Base Omni Shield Rev 2 — Page 1: STM32H755 pinout
Base Omni Shield Rev 2 — Page 2: TJA1051, BNO055, BLE module and ODrive connectors
Key Components
| Component | Interface | Role |
|---|---|---|
| STM32H755 | — | Dual-core (Cortex-M7 + Cortex-M4) main microcontroller; handles CAN communication, odometry, and BLE |
| BNO055 | I2C (SCL/SDA) | 9-DOF IMU (accelerometer, gyroscope, magnetometer) for orientation and odometry fusion; powered at 3.3V |
| TJA1051 | CAN (CTX/CRX) | CAN bus transceiver; interfaces the STM32 CAN peripheral with the physical CAN bus to the 4 ODrive S1s; powered at 5V |
| BLE Module | UART (BLE_RXD/BLE_TXD) | Bluetooth Low Energy module for wireless gamepad connectivity; 6-pin connector, powered at 5V |
| ODrive connectors ×4 | 30-pin | Per ODrive: CANH/CANL, PWM, encoder channels A+B (ENCA/ENCB), GND |
| CAN termination | — | 2×60Ω resistors in series (= 120Ω) with 100nF capacitor to GND, per CAN bus standard |
| Power input | Terminal block 2-pin | PWR_5V input with power switch (SW_PWR_STM); 3.3V and 5V indicator LEDs onboard |
Communication Topology
[Main Computer]
|
[STM32H755]
| (CAN via TJA1051 — CANH/CANL)
+——[ODrive S1 #1] ← CANH, CANL, PWM, ENCA, ENCB
+——[ODrive S1 #2] ← CANH, CANL, PWM, ENCA, ENCB
+——[ODrive S1 #3] ← CANH, CANL, PWM, ENCA, ENCB
+——[ODrive S1 #4] ← CANH, CANL, PWM, ENCA, ENCB
[120Ω + 100nF termination]
+ [BNO055] (I2C — SCL/SDA)
+ [BLE Module] (UART — BLE_RXD/BLE_TXD)
The STM32H755 acts as the bridge between the high-level computer (running ROS 2) and the low-level motor controllers.
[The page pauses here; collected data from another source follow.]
PR #1061, opened 2026-07-21
MWPW-201122: Extend cancel-context to OSI substitutions

seanchoi0:
When a promo project sets `cancel-context` as the `substituteOsi` for a base OSI, the WCS transformer now skips the substitution — preserving the original OSI in the HTML body, `fields.osi`, and all WCS token lookups. This lets authors opt out of promo-project OSI replacement on a specific price using the same sentinel already used for promo-code cancellation.

**Note:** This change affects OSI replacement only. Wildcard promoCode from the promo project is a separate concern and is controlled via the existing `cancel-context` promotionCode mechanism in OST.

Resolves https://jira.corp.adobe.com/browse/MWPW-201122

Test URLs:

- After: https://mwpw-201122--mas--adobecom.aem.live/

Test Page (cancel-context OSI substitution):

- https://milo.adobe.com/merch/mas/preview?fragment-id=abaf37fc-dfc4-43d1-a101-f4778245c3eb&content-type=merch-card&locale=en_NG&instant=2027-07-15T05:00:00.000Z&debug.io&clearCaches.io&mas.preview=on&mas-io-url=https://14257-merchatscale-seanchoi.adobeioruntime.net/api/v1/web/MerchAtScale/fragment


npeltier (changes requested):
i don't understand the use of this: rather than doing this, you could just remove that osi from the substitute map, couldn't you?
to me use case here is that you have 123 fragments in a project using an OSI you want to substitute. For some reason, for one of them you want to keep old OSI, but still keep it in the project because of other change.
Then you somehow set cancel context there (needs to be differnentiable from promo context cancel), and you are good.

seanchoi0:
Thanks for the review, @npeltier!

You're right that for a single promo project, omitting the entry would achieve the same result. But would the multi-project case be a problem? When multiple promo projects are merged via `Object.assign({}, ...promoProjects.map(p => p.substituteMap))`, if project A defines `substitute|BASE-OSI|PROMO-OSI|US`, simply not having an entry for `BASE-OSI` in project B wouldn't cancel A's substitution — `Object.assign` would keep A's value. The `cancel-context` sentinel would allow project B to explicitly override it.

This seemed consistent with how the existing `cancel-context` for promo codes works — is that the same rationale, or am I misreading the intent there?

seanchoi0:
Closing this PR — the implementation approach needs to change based on updated requirements. The correct solution is a per-price-element 'Lock OSI' mechanism (data-locked-osi="true" attribute) rather than a project-level cancel-context sentinel. Will reopen with the correct implementation.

It sends velocity/torque commands over CAN to each ODrive S1, and also routes PWM and encoder signals (ENCA/ENCB) per motor. IMU data from the BNO055 is read over I2C for odometry fusion.
The PCB was designed in EasyEDA (V1.0) by Ximena Trejo, created and updated on 2026-03-09/10.
Software & Repository
The firmware and ROS 2 integration code for the omnibase is maintained in the team's repository:
- GitHub: RoBorregos/home-custom-base
The repository includes: - STM32 firmware (CAN configuration, ODrive control functions, odometry) - ROS 2 nodes for base velocity commands and odometry publishing - Configuration and calibration utilities
References
- OpenQDD — Open-source Quasi Direct Drive Actuator
- ODrive S1 Datasheet
- Design Notes & Research Document
- K. Kanjanawanishkul, "Omnidirectional wheeled mobile robots: wheel types and practical applications," International Journal of Advanced Mechatronic Systems, vol. 6, no. 6, p. 289, 2015.
- Mo. Massoud et al., "Mechatronic Design and Path planning optimization for an Omni wheeled mobile robot for indoor applications," ICCTA, 2021.